Records from a collection:
• • • • • • •

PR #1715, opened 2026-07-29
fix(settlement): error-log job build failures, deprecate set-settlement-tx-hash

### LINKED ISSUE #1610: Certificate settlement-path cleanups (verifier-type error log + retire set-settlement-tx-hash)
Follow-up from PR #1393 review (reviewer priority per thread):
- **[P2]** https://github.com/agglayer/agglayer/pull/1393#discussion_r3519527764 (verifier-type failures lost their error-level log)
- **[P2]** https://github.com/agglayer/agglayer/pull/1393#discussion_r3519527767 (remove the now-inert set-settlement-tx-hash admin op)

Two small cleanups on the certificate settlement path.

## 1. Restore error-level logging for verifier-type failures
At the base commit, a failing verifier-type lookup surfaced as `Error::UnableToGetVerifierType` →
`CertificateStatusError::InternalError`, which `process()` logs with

• • • • • • •

Every entry, from first to last, should be written out exactly.

**Exercise response:**
PR #1715, opened 2026-07-29
fix(settlement): error-log job build failures, deprecate set-settlement-tx-hash

### LINKED ISSUE #1610: Certificate settlement-path cleanups (verifier-type error log + retire set-settlement-tx-hash)
Follow-up from PR #1393 review (reviewer priority per thread):
- **[P2]** https://github.com/agglayer/agglayer/pull/1393#discussion_r3519527764 (verifier-type failures lost their error-level log)
- **[P2]** https://github.com/agglayer/agglayer/pull/1393#discussion_r3519527767 (remove the now-inert set-settlement-tx-hash admin op)

Two small cleanups on the certificate settlement path.

## 1. Restore error-level logging for verifier-type failures
At the base commit, a failing verifier-type lookup surfaced as `Error::UnableToGetVerifierType` →
`CertificateStatusError::InternalError`, which `process()` logs with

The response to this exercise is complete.